Tsuchiya Ayako, Kanno Takeshi, Nishizaki Tomoyuki
Cell Physiol Biochem. 2013;32(5):1451-9. doi: 10.1159/000356582.
BACKGROUND/AIMS: Free fatty acids (FFAs) are implicated in diverse signal transduction pathways. The present study investigated the effects of the saturated FFA stearic acid on protein tyrosine phosphatase 1B (PTP1B) activity, Akt activity, and glucose uptake into cells relevant to insulin signal.
PTP1B activity was assayed under the cell-free conditions. Phosphorylation of insulin receptor and Akt and glucose uptake into cells were monitored in differentiated 3T3-L1-GLUT4myc adipocytes.
In the cell-free PTP1B assay, stearic acid suppressed PTP1B activity in a concentration (1-30 μM)-dependent manner. For 3T3-L1- GLUT4myc adipocytes insulin phosphorylated insulin receptor at Tyr1185 and Akt at Thr308 and Ser473 in a concentration (100 fM-100 nM)-dependent manner and stimulated glucose uptake into cells in a concentration (0.1-100 nM)-dependent manner. Stearic acid (30 μM) significantly increased insulin-induced phosphorylation of insulin receptor at Tyr1185, but insulin-induced phosphorylation of Akt was not significantly enhanced. Stearic acid (30 μM) by itself promoted glucose uptake into adipocytes.

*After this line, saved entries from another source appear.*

PR #459, opened 2022-01-20
[signingscript] Add 'autograph_apk' format to mozillavpn

ahal:
The VPN team is standing up a signing task for their Android app and need autograph_apk support.

### DIFF
--- a/signingscript/docker.d/init_worker.sh
+++ b/signingscript/docker.d/init_worker.sh
@@ -205,6 +205,8 @@ case $ENV in
       mozillavpn)
         test_var_set 'AUTOGRAPH_AUTHENTICODE_PASSWORD'
         test_var_set 'AUTOGRAPH_AUTHENTICODE_USERNAME'
+        test_var_set 'AUTOGRAPH_MOZILLAVPN_PASSWORD'
+        test_var_set 'AUTOGRAPH_MOZILLAVPN_USERNAME'
         test_var_set 'AUTHENTICODE_CERT_PATH'
         test_var_set 'AUTHENTICODE_CA_PATH'
         test_var_set 'AUTHENTICODE_CA_TIMESTAMP_PATH'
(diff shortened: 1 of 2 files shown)


signingscript/docker.d/init_worker.sh
```diff
@@ -205,6 +205,8 @@ case $ENV in
       mozillavpn)
         test_var_set 'AUTOGRAPH_AUTHENTICODE_PASSWORD'
         test_var_set 'AUTOGRAPH_AUTHENTICODE_USERNAME'
+        test_var_set 'AUTOGRAPH_MOZILLAVPN_PASSWORD'
+        test_var_set 'AUTOGRAPH_MOZILLAVPN_USERNAME'
```
ahal, line 209: @escapewindow I can't remember where these variables are supposed to come from or how to generate the passwords (that's why this is still a draft).

ahal: I found where this is set, trying to figure out how to request the creds.

escapewindow: Anything public would go [here](https://github.com/mozilla-services/cloudops-infra/blob/master/projects/relengworker/k8s/values/signing.yaml), but nothing here is public, since we want to keep the user+pass together in sops.

We declare secrets [here](https://github.com/mozilla-services/cloudops-infra/blob/master/projects/relengworker/k8s/charts/signing/values.yaml#L35) but define them in k8s-sops. We then translate the secret from a yml entry into an env var [here](https://github.com/mozilla-services/cloudops-infra/blob/master/projects/relengworker/k8s/charts/signing/templates/secret.yaml#L12).

escapewindow: If there are multiple pools that may reference some of these values, we tend to specify fake values in k8s-sops to avoid bustage related to missing secrets.

So it's possible that gecko signingscript pools may not refer to the mozillavpn values, but if adhoc-signing dep and dev refer to them, it may be best to specify the key/value pairs with a value of `"fake"`.

ahal: Here's the cloudops-infra PR: https://github.com/mozilla-services/cloudops-infra/pull/3747

ahal:
cloudops-infra PR has merged, this should be ready to land.

escapewindow (approved):
It will be good if we add a dep signing something so we can test e.g. staging releases, but this should unblock for now.

Let's have them sign something and verify that this is the same key, otherwise we need an Autograph-side config change.

PR #468, opened 2022-01-28
[pushmsixscript] Fail if a pending submission is found on the Microsoft Store

### LINKED ISSUE #467: [pushmsixscript] fail if another submission is pending
On the Microsoft Store, there can only be one pending submission at a time. If there is a pending submission and a new submission is made through the API, the new submission will fail. pushmsix currently avoids this (as recommended by the Store docs) by deleting the pending submission. An advantage of this is that if pushmsix is interrupted (network outage during upload), it will likely leave behind a pending submission; on re-run, pushmsix will delete the partial submission and likely succeed on the new submission.

ryanvm points out that, in addition to submissions made for new release builds, Product people make submissions to update content, and those submissions go through the same time-consuming certification process: they are typically pending for hours. To avoid possibly over-writing a Product submission with a CI-initiated submission, it's probably better for pushmsix to fail in this case, with a clear error message.

gbrownmozilla:
This is a requested change from release management (ryanvm): We want to be careful not to accidentally discard human-crafted submissions, even if that means the release task sometimes fails.

Closes #467

### DIFF
--- a/pushmsixscript/src/pushmsixscript/microsoft_store.py
+++ b/pushmsixscript/src/pushmsixscript/microsoft_store.py
@@ -89,7 +89,7 @@ def _push_to_store(config, channel, msix_file_paths, access_token):
     headers = {"Authorization": f"Bearer {access_token}", "Content-type": "application/json", "User-Agent": "Python"}
     with requests.Session() as session:
         session.mount("https://", requests.adapters.HTTPAdapter(max_retries=MAX_RETRIES))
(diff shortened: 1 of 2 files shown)


escapewindow (approved):
Looks like a good change.
This is the standard post-initial-rollout set of edge cases, robustness fixes, and user requests :) These will slow down after a while, and you'll know what kinds of things to expect if/when you roll out another scriptworker type.

PR #469, opened 2022-01-31
[pushmsixscript] Add publishMode to task payload, to specify Store's targetPublishMode

### LINKED ISSUE #466: [pushmsixscript] override targetPublishMode
Microsoft Store submissions have various settings; pushmsix currently uses the settings from the previous submission for the new submission. For instance, the publishing mode, targetPublishMode, for our Beta application is currently set to "immediate", so pushmsix Beta submissions will be immediate; the publishing mode for our Firefox (release) application is currently set to "manual", so pushmsix Release submissions will be manual. Any changes made through the Partner Center to an existing submission will be re-used for the next pushmsix submission.

However, ryanvm and jcristau prefer that the publishing mode specifically is made part of the task payload, always set to "immediate" for Beta and "manual" for Release.

I still think the existing re-use-the-previous-setting is a good thing (it's no accident it produces exactly the desired behavior!) so I'd like to also preserve that as an option.

https://docs.microsoft.com/en-us/windows/uwp/monetize/update-an-app-submission#request-body

gbrownmozilla:
Closes #466

### DIFF
--- a/pushmsixscript/src/pushmsixscript/data/push_msix_task_schema.json
+++ b/pushmsixscript/src/pushmsixscript/data/push_msix_task_schema.json
@@ -55,7 +55,7 @@
                 },
                 "publishMode": {
                   "type": "string"
-                },
+                }
             },
             "required": ["upstreamArtifacts", "channel"],
             "additionalProperties": false
--- a/pushmsixscript/src/pushmsixscript/data/push_msix_task_schema.json
+++ b/pushmsixscript/src/pushmsixscript/data/push_msix_task_schema.json
@@ -50,28 +50,14 @@
                     "minItems": 1,
                     "uniqueItems": true
                 },
-                "target_store": {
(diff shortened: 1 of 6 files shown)


escapewindow (approved):
These look like good changes, thank you!
My only question: should we limit the publish mode to a set of known/supported publish modes, or is it preferable to error out when we hit the store?

gbrownmozilla:
Good question, thanks. This "level" of the Store api - the data format of the submission api, and especially the options and choices - seems to be the least-defined and most ephemeral. Rather than revisiting validation code each time a new option becomes available, I'd like to pass through the configured value. In my experience, the Store rejects invalid values with a good error message, which should show up in the task log.

escapewindow:
Sounds good. It may be worth having some documentation somewhere about the standard operating procedure, once pushmsix is mature enough to have an SOP :)

PR #471, opened 2022-02-02
Add vpn dep signing

hneiva:


iscript/src/iscript/macvpn.py
```diff
@@ -168,17 +172,19 @@ async def notarize_vpn_behavior(config, task):
     zip_path = os.path.join(config["work_dir"], "notarization.zip")
     await _create_notarization_zipfile(config["work_dir"], top_app.pkg_path, zip_path)
```
escapewindow: You can probably put these two lines inside the notarize block?

iscript/src/iscript/script.py
```diff
@@ -8,52 +8,79 @@
...
-    elif behavior == "mac_sign_and_pkg":
-        # For staging releases; or should we mac_notarize but skip notarization
-        # for dep?
-        await sign_and_pkg_behavior(config, task)
-        return
-    raise IScriptError("Unknown iscript behavior {}!".format(behavior))
+
+    # Check for dep behaviors (skips notarization, only signs with dep keys)
+    # Raises if behavior not supported
+    behavior = check_dep_behavior(task, behavior, sign_config["supported_behaviors"])
```
escapewindow, line 90: It looks like we call this and fall back to the dep behavior whether we're dep signing or not. Was that intentional? We should only fall back if the original behavior isn't in the supported behaviors, or if we're dep.

Per [this block](https://github.com/mozilla-platform-ops/ronin_puppet/blob/master/data/common.yaml#L89-L99), this would have turned off notarization for all of our prod pools.

iscript/src/iscript/script.py
```diff
@@ -8,52 +8,79 @@
...
+    return functions[behavior]
+
+
 async def async_main(config, task):
     """Sign all the things.
 
     Args:
         config (dict): the running config.
         task (dict): the running task.
-
```
escapewindow: Historically, docstring linting has said we have to end with an empty line, but this is ok if that rule has changed.

escapewindow (changes requested):

iscript/src/iscript/script.py
hneiva: You'd think our tests would catch that. Nice find :)

hneiva: (I probably broke the tests btw, so still on me hahahah)

hneiva:
Tested here: https://github.com/mozilla-releng/adhoc-signing/pull/76

escapewindow (approved):
Thank you!

PR #475, opened 2022-02-11
Bug 1613283 Poller log rotation

hneiva:


escapewindow (approved):
Thank you!
We'll roll this out via updating the [scriptworker_scripts_revision](https://github.com/mozilla-platform-ops/ronin_puppet/blob/master/data/common.yaml#L125-L142) for at least both prod pools.

PR #476, opened 2022-02-11
Bug 1751808 Intermittent iscript failure

hneiva:
Added retry_async to run_command in create_pkg_files

### DIFF
--- a/iscript/src/iscript/mac.py
+++ b/iscript/src/iscript/mac.py
@@ -992,20 +992,22 @@ async def create_pkg_files(config, sign_config, all_paths, requirements_plist_pa
             asyncio.ensure_future(
                 semaphore_wrapper(
                     semaphore,
-                    run_command(
-                        [
-                            "pkgbuild",
-                            "--install-location",
-                            "/Applications",
-                        ]
-                        + cmd_opts
-                        + [
-                            "--component",
-                            app.app_path,
-                            app.tmp_pkg_path1,
-                        ],
-                        cwd=app.parent_dir,
-                        exception=IScriptError,
+                    retry_async(
+                        func=run_command,
+                        kwargs={
+                            "cmd": [
+                                "pkgbuild",
+                                "--install-location",
+                                "/Applications",
+                                *cmd_opts,
+                                "--component",
+                                app.app_path,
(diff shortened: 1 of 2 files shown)


hneiva:
🤔 
`tox -e py38` works locally. I'll try re-triggering, looks like TC had an exception or something

iscript/src/iscript/mac.py
```diff
@@ -992,20 +992,22 @@ async def create_pkg_files(config, sign_config, all_paths, requirements_plist_pa
...
-                            "--component",
-                            app.app_path,
-                            app.tmp_pkg_path1,
-                        ],
-                        cwd=app.parent_dir,
-                        exception=IScriptError,
+                    retry_async(
+                        func=run_command,
+                        kwargs={
+                            "cmd": [
```
escapewindow, line 998: We might want `cmd` to be in `"args": ("pkgbuild", ...),`

hneiva: Same difference, no?

hneiva: Now that I think about it, having it in `args`, makes it more confusing.
We want it to be:
```
run_command(["pkgbuild", "--install-location"....], cwd="foo", exception=Bar)
```
But having `"args": ("pkgbuild", "--install-location"....),` means we'd be calling it as:
```
run_command("pkgbuild", "--install-location"...., cwd="foo", exception=Bar)
```
Which isn't the same, (but could be solved by double wrapping the args) so in order to keep the code more readable, I'd vote for using just kwargs.

escapewindow (approved):
Thanks!

For extra credit, we can add a retry_async test:
1. add a counter
2. fail on first attempt
3. succeed on second attempt
4. verify that we've succeeded, and the counter is 2

iscript/src/iscript/mac.py
escapewindow: These are supposed to essentially mirror `*args` and `**kwargs` https://www.geeksforgeeks.org/args-kwargs-python/

escapewindow: and yeah, I suppose it would be `"args": (["pkgbuild", ...])`

PR #1057, opened 2022-04-25
Fix git-grep match-highlighting at line-start

### LINKED ISSUE #1056: 🐛 `git grep` handler doesn't highlight matches that start in column 0
Hi! It looks like the `git grep` handler can't highlight the grep-match if the grep-match starts at the beginning of the line of code. I'm not sure if this is always the case or if it's specific to my type of terminal in some way (I'm using Terminal.app on macOS).

To repro, 

```
mkdir /tmp/delta-test
cd /tmp/delta-test
echo 'foo' > broken.md
echo '...foo' > working.md
git init
git add .
git commit -m 'Add files to repro bug'
git grep 'foo'
```

On my machine, that leaves us with one line where foo is highlighted (`working.md`) and another line where it is not (`broken.md`):

Screen Shot 2022-04-25 at 7 49 27 PM

Not a big deal for a trivial case like this (where the entire line matches the query exactly), but with a more complicated regex it can be annoying.

I have a fix for this. It's a little bit weird, but I _think_ it should be okay.

- [x] Please include the raw text output from git, so that we can reproduce the problem.
The problem is in handling of ANSI color codes, which I suspect cannot be pasted here? But here's a `cat -v` representation of what `GIT_PAGER=less git color.grep=always grep 'foo'` does here:

```
broken.md^[[36m:^[[m1^[[36m:^[[m^[[1;31mfoo^[[m
working.md^[[36m:^[[m1^[[36m:^[[m...^[[1;31mfoo^[[m
```

(Pretty hard to visually parse this, but: it highlights "foo" correctly on both lines.)

- [x] A screenshot of Delta's output is often helpful also.

Thanks for filing a Delta bug report!

jdpopkin:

The results of the present study indicate that stearic acid serves as a potent PTP1B inhibitor, possibly causing an enhancement in the insulin receptor signaling to stimulate glucose uptake into adipocytes.
背景/目的:游离脂肪酸(FFA)参与多种信号转导途径。本研究调查了饱和脂肪酸硬脂酸对蛋白酪氨酸磷酸酶1B(PTP1B)活性、Akt活性以及与胰岛素信号相关的细胞葡萄糖摄取的影响。
在无细胞条件下测定PTP1B活性。在分化的3T3-L1-GLUT4myc脂肪细胞中监测胰岛素受体和Akt的磷酸化以及细胞对葡萄糖的摄取。
在无细胞PTP1B测定中,硬脂酸以浓度(1-30μM)依赖性方式抑制PTP1B活性。对于3T3-L1-GLUT4myc脂肪细胞,胰岛素以浓度(100 fM-100 nM)依赖性方式使胰岛素受体的Tyr1185位点和Akt的Thr308及Ser473位点磷酸化,并以浓度(0.1-100 nM)依赖性方式刺激细胞对葡萄糖的摄取。硬脂酸(30μM)显著增加胰岛素诱导的胰岛素受体Tyr1185位点的磷酸化,但胰岛素诱导的Akt磷酸化未显著增强。硬脂酸(30μM)自身可促进脂肪细胞对葡萄糖的摄取。
本研究结果表明,硬脂酸是一种有效的PTP1B抑制剂,可能会增强胰岛素受体信号传导,从而刺激脂肪细胞摄取葡萄糖。